10 yaş: Babamın gençliğinde her şey çok farklıymış.
12 yaş: Aslında, babam bu konuda hiçbir şey bilmiyor. Çocukluğunu anımsamayacak kadar yaşlı.
14 yaş: Babama kulak asma. O artık çağdışı.
21 yaş: Babam mı? Aman Allah’ım. O hiçbir işe yaramaz.
25 yaş: Babam bu konuda az da olsa bir şeyler biliyor, ama o yaşta bir insanın bu konuda bir şeyler bilmesi normal.
30 yaş: Bu konuda babamın fikrini alsak iyi olur. O kadar deneyimli ki.
35 yaş: Babama sormadan hiçbir şey yapmam.
40 yaş: Babam her şeyi biliyor.
50 yaş: Acaba babam bu konunun üstesinden nasıl gelirdi?
Sonra biraz tecrübe kazanıp iş ve çalışma ortamı ile ilgili kendi görüşlerini oluşturmaya başlıyorlar. Herkesi eleştirdikleri, herkesin yanlış şekilde iş yaptığını düşündükleri, kendilerinin hep doğruyu bildiğini zannettikleri bir dönem bu. Büyük resmi göremiyor ve verilen talimatları ve istenen işleri çoğunlukla nedenini anlamadan yorumluyorlar. Onlara göre eski nesil mantıksız ve çağdışı.
Sonrası malum. Malum ama, eğer kişi sonrasına geçebilirse...
Farkediyorum ki bizim toplum ergenlerle dolu. O dönemde takılıp kalmış birçok insan tanıyorum ve o seviyenin üzerine çıkmak için öğrenmeye devam etmedikleri ya da hayat bir şekilde tecrübe ve mevkii olarak onları üst basamaklara taşımadığı sürece çıkmaya da pek niyetli görünmüyorlar. Bilgi sahibi olmadan fikir sahibi olmaya ve herşeyi eleştirip aslında hiçbirşey yapmamaya alışmışlar.
Televizyon kanallarını, tartışma programlarını, spor yorumcularını, her felaketten sonra mantar gibi biten "uzman"ları seyredin, ne demek istediğimi anlayacaksınız. Bilimsellikten uzak, neden-sonuç ilişkisini sorgulamadan ön kabullerle konuşan ve ağırlıklı olarak kendi bildiğinin mutlak doğru olduğunu düşünen bir toplumuz biz. Konu eleştirmeye ve yorumlamaya geldiğinde hepimiz birer uzmanız. Ama çok azımız anlamaya, sorgulamaya, değiştirmeye ve eyleme geçmeye yatkın görünüyor.
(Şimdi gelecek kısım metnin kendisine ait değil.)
PR #1204, opened 2024-11-22
Feat/al2 old dockerfile

nss10:


fence/jwt/keys.py
```diff
@@ -148,13 +148,26 @@ def from_directory(cls, keys_dir, naming_function=None):
         prv_filepath = os.path.join(keys_dir, "jwt_private_key.pem")
 
         if not os.path.isfile(pub_filepath):
-            raise EnvironmentError(
-                "missing public key file; expected file to exist: " + pub_filepath
-            )
+            # Generate public key from private key
+            with open(prv_filepath, "r") as f:
```
Avantol13, line 152: what are we doing this in the Python code during runtime? Can we just require that the public key be provided like before?

AlbertSnows (approved):
Approved assuming the pipeline issues are resolved. can you add a description to the PR so I or other reviewers have a better understanding of the purposes of these changes? I don't see any glaring issues, but I highly recommend getting more eyes just in case.

PR #1209, opened 2025-01-10
move backoff settings to config

AlbertSnows:
Link to JIRA ticket if there is one: https://ctds-planx.atlassian.net/browse/PXP-11392

This PR moves config properties and functions out of utils into config. Utils should be low-level, and thus not reference other namespaces for sake of not inducing circular dependencies.

### Dependency updates
- moved properties and functions out of utils to config or models to resolve cyclic dependencies


piotrsenkow (approved):
Everything looks good to me, nice refactoring!

fence/config.py
```diff
@@ -170,3 +175,71 @@ def _validate_parent_child_studies(dbgap_configs):
...
+    from userdatamodel.driver import SQLAlchemyDriver
+
+    # override userdatamodel's `setup_db` function which creates tables
+    # and runs database migrations, because Alembic handles that now.
+    # TODO move userdatamodel code to Fence and remove dependencies to it
+    SQLAlchemyDriver.setup_db = lambda _: None
+    return SQLAlchemyDriver(db_conn_url)
+
+
+def send_email(from_email, to_emails, subject, text, smtp_domain):
```
paulineribeyre, line 202: It doesn't make sense to me to move `send_email` from `utils.py` to `config.py`, that function has nothing to do with the config. If it can't be in `utils` for some reason, you can move it to `fence/scripting/google_monitor.py` which is the only file that uses it

AlbertSnows: good call, changed

fence/scripting/google_monitor.py
```diff
@@ -514,7 +517,7 @@ def _send_emails_informing_service_account_removal(
                 for reason in removal_reasons:
                     content += "\n\t\t\t - {}".format(reason)
 
-    return utils.send_email(from_email, to_emails, subject, content, domain)
+    return fence.config.send_email(from_email, to_emails, subject, content, domain)
```
paulineribeyre, line 520: you'll need to update the calls as well

AlbertSnows: ah the config already has send_email options so they didn't get changed. Thanks for catching this!

AlbertSnows:
PR blocked until ongoing audit issue is resolved

PR #1221, opened 2025-01-28
Fix typo in ClientAuthenication log

k-burt-uch:

### Improvements
- Fix typo in ClientAuthenication log


tianj7 (approved):

k-burt-uch:
If the integration tests are actually failing due to this change then I will write ten thousand RAS TDDs as punishment.

PR #1230, opened 2025-02-25
(Fix): Usersync ccdecrypt output not parsing

BinamB:
While changing from mcrypt to ccrypt, we didn't add `stdout` for the result of `ccdecrypt`. So we would decrypt the file but not output the file to somewhere its readable. 

### Bug Fixes
- Fixed usersync decrypted result not parsing

### DIFF
--- a/pyproject.toml
+++ b/pyproject.toml
@@ -1,6 +1,6 @@
 [tool.poetry]
 name = "fence"
-version = "11.0.1"
+version = "11.1.0"
 description = "Gen3 AuthN/AuthZ OIDC Service"
 authors = ["CTDS UChicago <cdis@uchicago.edu>"]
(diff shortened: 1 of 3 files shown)


pyproject.toml
```diff
@@ -1,6 +1,6 @@
 [tool.poetry]
 name = "fence"
-version = "11.0.0"
+version = "11.0.1"
```
nss10, line 3: I think the current release for fence is `11.0.2` which doesn't have AL2 base image, the new release we may make might be `11.1.0` since the change is a major. WDYT?

BinamB: that makes sense. I'll push the change

Avantol13 (approved):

İşyerlerimiz de, doğal olarak, farklı değil. Kendi süreçlerini sorgulamaktan, daha iyisi için eyleme geçmekten uzak birçok çalışan başkaları hakkında yorum yapmaktan ve acımasızca eleştirmekten hiç geri kalmıyor. Herkes çok yoğun ve herkes önemli görevler yapıyor ve her nasıl oluyorsa, herkes işlerini başka "beceriksizler" tam yapamadığı için yapamıyor. Başkalarının nasıl yanlış çalıştığı ve ne yapması gerektiği ile ilgili sınırsız fikir sahibiyiz.
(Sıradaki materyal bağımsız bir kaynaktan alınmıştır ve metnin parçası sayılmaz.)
PR #21, opened 2019-01-31
Java 11 blog post

aguibert:


lauracowen:
What you've written looks good but it doesn't tell the reader what the benefits of Java 11 are or why they should take the time to try it out (currently you just have instructions on how to try it out and then it all the things that might not work). It needs something more positive adding up-front.

Can you add into the opening intro (or insert a new sub-head after the opening intro) about why it's good to have Java 11? Rather than just diving straight into how to try it out. I've heard TLS and SPNEGO mentioned - can you do a first section on what the benefits of Java 11 are? Then provide the instructions on how to try it out (once you've convinced the reader that it's worth their time to bother). Then provide a quick list of caveats on what might not work. The JPMS section sounds like a benefit of Java 11 (even if it's not currently supported) so maybe that should be before the 'try it out' bit?

Some other quick comments:

- [ ] "OpenLiberty" should be two words (throughout).
- [ ] Typo in the second section: "applicaiton"
- [ ] Don't need to have a caption on the table - just make sure the text before the table clearly explains it and the table comes straight after that lead-in (it's not like in printed format where you have to direct people to find where the table is printed).

Can you talk with @NottyCode if you have any questions? He'll do the publishing whenever the support is ready. Thanks for writing this.

aguibert:
thanks for the comment Laura! 

I was still planning to add a "why should the reader care" bit highlighting the benefits, but I'm just going to briefly touch on these, as they are not necessarily Liberty specific and there is a lot of info already out there telling us what Java 11 (SE) offers.

aguibert:
NOTE: I still need to incorporate some of Laura's review comments, but here is an HTML build of what the blog post will look like. It doesn't look exactly like the final thing, but at least its better than the raw adoc.


[2019-01-21-java-11.html.txt](https://github.com/OpenLiberty/blogs/files/2822591/2019-01-21-java-11.html.txt)
(need to remove the .txt extension because github doesn't let you upload .html files apparently)

frowe:
Typo: The Java team threw **applicaiton** servers quite the curve-ball
Typo: **modue** com.foo {
Typo: **// Delcare** what packages are exported from this module
Typo: Oracle’s Official Java 11 **Migraiton** Guide

daliasheasha:
The content looks great! I had a few suggestions here and there:
- The Java team threw applicaiton servers -> The Java team threw application servers 
- has a decent lifespan -> has a production-friendly lifespan (or something else)
- lets look at the new stuff since Java 8 -> let's look at the new changes in Java 11 since Java 8
- There is tons of new stuff in the JDK since Java 8, but here is the stuff that I think-> There are tons of new features and changes in the JDK since Java 8, but here is the changes that I think
- You can new invoke HTTP requests -> You can now invoke HTTP requests
- Starting with `The Java Shell - JEP 222` and the following two titles, they are no longer underlined for some reason (missing formatting?) 
- The formatting for this sentence looks weird: `The java.lang.Process API has been enhanced so you can do some really convenient things without dipping into native code such as: - Getting detailed process info (pid, start cmd, cpu time, user) - List all child processes on the system - List child processes of the current process` I am assuming you'll be giving each item it's own line?

- Other Java VMs such as Hotspot are not supported due to some outstanding VM bugs. -> Other Java VMs, such as Hotspot, are not supported due to some outstanding VM bugs.
- Is there a reason you're not giving the https://openliberty.io/downloads/ page as an option to get openliberty? Also, I think the `How to set the Java used by OpenLiberty` section could use some numbering and sub-bullets so the steps are more highlighted. 

- Fyi, you have instructions on downloading openliberty and java 11 then you jump right into setting server config and running an application. Did you want to include a blurb about creating a new server? I don't know how much you assume the reader knows but for users using a different app server and not familiar with Liberty, that might be useful. 

- Before `There are a number of ways to control the Java executable used by the OpenLiberty server. The following list describes the order of precedence:`, you can add some context by saying `Next, you will need to set your OpenLiberty environment to use Java 11.`
- You can also add something like:
```
 In my environment, I went to my server's server.env config file `usr\servers\helloworld\server.env` and added the following:
 JAVA_HOME=C:\Java\jdk-11.0.2+9
```

- To confirm that OpenLiberty is using the intended Java level, you can check the first line of console output:-> To confirm that OpenLiberty is using the intended Java level, you can check the first line of console output when you start your server:
- To run an applicaiton on OpenLiberty that uses Java 11 -> To run an application on OpenLiberty that uses Java 11
- In Java 11 several modules -> In Java 11, several modules 

- I thought javax.activity was provided all the time not just ejbRemote-3.2?

- In Java 9 one of the biggest changes to Java was delivered, under JEP 261: The Module System.  -> In Java 9, one of the biggest changes to Java was delivered under JEP 261: The Module System.

aguibert:
thanks for the review comments @daliasheasha and @frowe! PR has been updated

drafts/2019-01-21-java-11.adoc
```diff
@@ -0,0 +1,293 @@
...
+Launching myServer (WebSphere Application Server 19.0.0.1/wlp-1.0.24.201901191232) on Eclipse OpenJ9 VM, version 11.0.2 (en_US)
+[AUDIT   ] CWWKE0001I: The server myServer has been launched.
+...
+----
+
+== Run a simple REST application on Java 11
+
+To run an application on Open Liberty that uses Java 11, we can start by defining the new compiler compliance level in the `build.gradle` file if using Gradle:
+
+[source,groovy]
```
kwsutter: I'd be consistent with the order of Gradle  and Maven examples.  Sometimes you lead with Maven, sometimes you lead with Gradle.

drafts/2019-01-21-java-11.adoc
```diff
@@ -0,0 +1,293 @@
...
+    <groupId>org.apache.maven.plugins</groupId>
+    <artifactId>maven-compiler-plugin</artifactId>
+    <version>3.8.0</version>
+    <configuration>
+        <release>11</release>
+    </configuration>
+</plugin>
+----
+
+NOTE: It is not required to set a compiler compliance level of Java 11 in order to run an existing application on Java 11, but in order to leverage any of the new language features you will need to do so.
```
kwsutter: Are you not going to explain the compiler compliance level and how to set that?  I think it would be good to explain both java 8 and 11 compliance using the jdk 11 compiler.

drafts/2019-01-21-java-11.adoc
```diff
@@ -0,0 +1,293 @@
...
+
+To stop the server, run the command: `./gradlew libertyStop`
+
+== Java 11 changes that impact Open Liberty
+
+There have been a lot of good enhancements to Java between Java 8 and 11, such as local variables and the Flow API, but there are a few changes that are likely to cause problems for existing applications.
+
+=== Removal of Java EE and CORBA APIs from the JDK
+
+In Java 11, several modules (groupings of Java packages) were https://openjdk.java.net/jeps/320[removed from the JDK]. Your applications may have been relying on some of these removed packages, but the good news is that all of the removed packages are provided by existing Open Liberty features. Here is a table that shows what Open Liberty features to enable for each removed package:
```
kwsutter: Very nice!  Good information for the user.

drafts/2019-01-21-java-11.adoc
```diff
@@ -0,0 +1,293 @@
...
+
+The JDK itself is now organized into Java modules, and it looks something like this:
+
+image::/img/blog/blog_java11_jpms.png[]
+
+The intent is for the entire Java ecosystem to eventually organize itself into Java modules, but for now Java modules are not defined in the JavaEE/JakartaEE/MicroProfile space. *While you can technically include a Java module in your Open Liberty application, the module-info descriptor will have no effect at the moment.*
+
+==== JPMS Access Restrictions
+
+While JPMS does introduce some interesting architectural capabilities and brings a long-needed modularity system into the JDK, it does so at the expense of several popular Java technologies, namely CDI and JPA. The reason for this is that Java modules cannot access members of non-exported packages from other Java modules, and Java code may no longer perform deep reflection (i.e. things that require `setAccessible(true)`) on members of Java modules. If either of these rules are violated, an `IllegalAccessException` is thrown.
```
kwsutter: This first paragraph may put some people on edge thinking that their JPA and CDI applications may no longer work...  The second paragraph alleviates those concerns, but taken out of context, it could cause some concern.

drafts/2019-01-21-java-11.adoc
```diff
@@ -0,0 +1,293 @@
...
+
+Since this is such a major compatibility issue for most of the Java ecosystem, a "kill switch" (formally known as the `--illegal-access=permit` JVM option) has been introduced. It is enabled by default and allows code in unnamed modules to access and perform deep reflection on all named modules. It is important to note that eventually the kill switch will not be enabled by default, and later it will be removed entirely, so it is best to stop writing code that uses deep reflection and start migrating to alternative approaches.
```
kwsutter: Even this paragraph makes it sound like the user has control over whether this module access is allowed or not in the future...  But, even a careful developer could still hit problems if they are using a CDI or JPA implementation that still tries to go around these module restrictions.  Or, have our CDI and JPA implementations been all cleared up?  I'm not sure where we are at with running Open Liberty without the "kill switch"...

drafts/2019-01-21-java-11.adoc
```diff
@@ -0,0 +1,293 @@
...
+
+== Useful references for Java 11 migration
+
+While this blog post focused mainly on Java 11 migration within the context of Liberty, there are many great resources out there for generic Java 11 migration, as well as Java 11 feature highlights. To name a few:
```
kwsutter: How about referencing our Migration Toolkit?  Dalia's team has many useful rules that can help detect issues with migrating to Java 11.

drafts/2019-01-21-java-11.adoc
aguibert: Last I checked, all of our tests still passed even with the kill switch turned off. This is mainly because the illegal access checks do not apply to unnamed modules (which all apps will be until we define JPMS in the EE/MP layer). Even if an application were to include a module-info today, at runtime the app would be running as an unnamed module because Liberty will not load the application as a module.

Eventually, if JPMS is defined in the application space, a developer can always open specific packages, or their entire module. This will allow current JPA/CDI implementations to deep reflect into the "open" code. As far as I'm aware, it will always be required for application developers to open up their code for injection and whatnot.

drafts/2019-01-21-java-11.adoc
aguibert: The migration toolkit is for WAS Liberty, and since this blog post is on openliberty.io, Alasdair and I were initially opposed to mentioning it. As I think about this again, I suppose its OK as long as its mixed in with other java 11 migration resources.

PR #22, opened 2019-02-02
Publish blog post on 4-weekly release cadence

NottyCode:


NottyCode:
I changed fixpack to updates. 
Although it was predictable before, the exact day couldn't be known, just that we would have one. So this is more predictable as you can predict the release dates for the rest of the year.
Added a sentence about zero migration.
I thought golden master was a fairly common term and wikipedia has a definition for it.

PR #26, opened 2019-02-08
Introduce code owners for stricter review process

kinueng:
We are close to delivering the capability to make a openliberty.io blog preview cards link to an external URLs.  I do not want people to use this capability without having a strict review process in place.

I have turned on requiring a review from code owners set by this PR.


kinueng:
Closing until we need this strict of a security setting

PR #72, opened 2019-08-01
edits to drafft blog post to be more prose

lauracowen:
How's this look, @brutif ? I was trying to make the intro bit less 'list-y' but I don't think I've done a great job so feel free to edit.

Would it make more sense to use the socialLogin plugin in the example code if that's easier to use?  

-- I figured I use oidc since that's that's what's new in OL. 

Can you add a summary sentence at the end of the whole post?

PR #73, opened 2019-08-02
Oidc blog 0802

brutif:


brutif:
Hi @lauracowen  I incorporated your changes from #72 and added other recommendations from Chunlong.

PR #79, opened 2019-08-15
Update README with instructions for blog tags

ellenwyllie:


lauracowen (commented):
I think I'd just say "To add tags..." (instead of "If you'd like to...") because we want people to keep the tags up-to-date. Otherwise, looks good to me. thx

lauracowen (approved):

PR #86, opened 2019-08-23
Update instructions for 3rd party blog posts

ellenwyllie:


lauracowen (changes requested):
How about formatting it as:

redirect_link: secure_url_to_3rd_party_post

(ie no quotes at all as that's what caused confusion?)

Ben bu adamlara işyerindeki ergenler diyorum. Konuşmaları ağırlıklı olarak başkalarından ve başkalarının işlerinden şikayetle dolu. Yöneticileri de altlarında çalışanlar da yetersiz onlara göre. İçleri, herkes kendileri gibi olsa işyerinin güllük gülistanlık olacağı duygusuyla kaplı. Sürekli memnuniyetsizlik, söylenme, sızlanma halindeler. Tıpkı ergenlik çağındaki gençler gibi. Bu semptomları bazı psikolojik belirtiler de takip ediyor. Genel bir küskünlük ve isyan halleri var. Konumlarına göre bunu ya gereksiz agresiflikle ya da içe kapanıklıkla gösteriyorlar.
Kendilerini olduğundan iyi görmek ve altı doldurulmamış beklentilere girmek gibi huyları da var. Bu yazı taslak aşamasındayken bir sohbet esnasında değerli bir dostumdan önemli bir katkı da geldi. Başka bir konudan bahsederken bana "Dunning Kruger" sendromunu hatırlattı ki burada tasvir etmeye çalıştığım duruma tam uyuyor.
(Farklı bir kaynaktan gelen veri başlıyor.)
PR #87, opened 2019-08-27
Reactive streams 101

hutchig:
This pull request is a short article that introduces MicroProfile Reactive Streams Operators
and positions it in relation to java.util.streams and MicroProfile Reactive Messaging.

It is not really a 'here are lots of code examples to copy and get going' 
type of blog post as we don't ideally see MicroProfile Reactive Streams 
Operators as being an API that is targerted at the mainstream application 
programmer. So the aim is to position the API and discuss the thinking
behind why it exists and why it is designed the way it is.

### DIFF
--- a/drafts/2019-07-25-MicroProfileReactiveStreamsOperators.adoc
+++ b/drafts/2019-07-25-MicroProfileReactiveStreamsOperators.adoc
@@ -28,32 +28,32 @@ Gordon Hutchison https://twitter.com/gordhut
 
 == What is MicroProfile Reactive Streams Operators?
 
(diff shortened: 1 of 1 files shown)


hutchig:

"Justin Kruger ve David Dunning isimli iki ABD’li psikiatri uzmanı yaptıkları bilimsel araştırmalara dayanarak bir teori geliştirirler. Bu teoriye göre de cahil ve niteliksiz insanların kendilerinden daha bilgili, kültürlü ve nitelikli insanlardan daha çok kendilerine güvendiklerini, kendilerini toplumsal yaşamda daha çok öne çıkardıklarını ileri sürülür." [1]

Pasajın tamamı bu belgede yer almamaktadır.